### Problem to solve
All of the records listed below should be retyped exactly.

### Exercise input
PR #6300, opened 2022-03-12
Ministop, Japan locations

dmromanov:
Ministop operates in Japan, Philippines, China, Vietnam and Kazakhstan

https://en.wikipedia.org/wiki/Ministop#International_operations

Not sure what does "001" mean so left as-is.

### DIFF
--- a/data/brands/shop/convenience.json
+++ b/data/brands/shop/convenience.json
@@ -2176,7 +2176,7 @@
     {
       "displayName": "Ministop",
       "id": "ministop-4d6b4b",
-      "locationSet": {"include": ["001", "ja", "ph", "cn", "vn", "kz"]},
+      "locationSet": {"include": ["ph", "cn", "vn", "kz"]},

### Written solution
PR #6300, opened 2022-03-12
Ministop, Japan locations

dmromanov:
Ministop operates in Japan, Philippines, China, Vietnam and Kazakhstan

https://en.wikipedia.org/wiki/Ministop#International_operations

Not sure what does "001" mean so left as-is.

### DIFF
--- a/data/brands/shop/convenience.json
+++ b/data/brands/shop/convenience.json
@@ -2176,7 +2176,7 @@
     {
       "displayName": "Ministop",
       "id": "ministop-4d6b4b",
-      "locationSet": {"include": ["001", "ja", "ph", "cn", "vn", "kz"]},
+      "locationSet": {"include": ["ph", "cn", "vn", "kz"]},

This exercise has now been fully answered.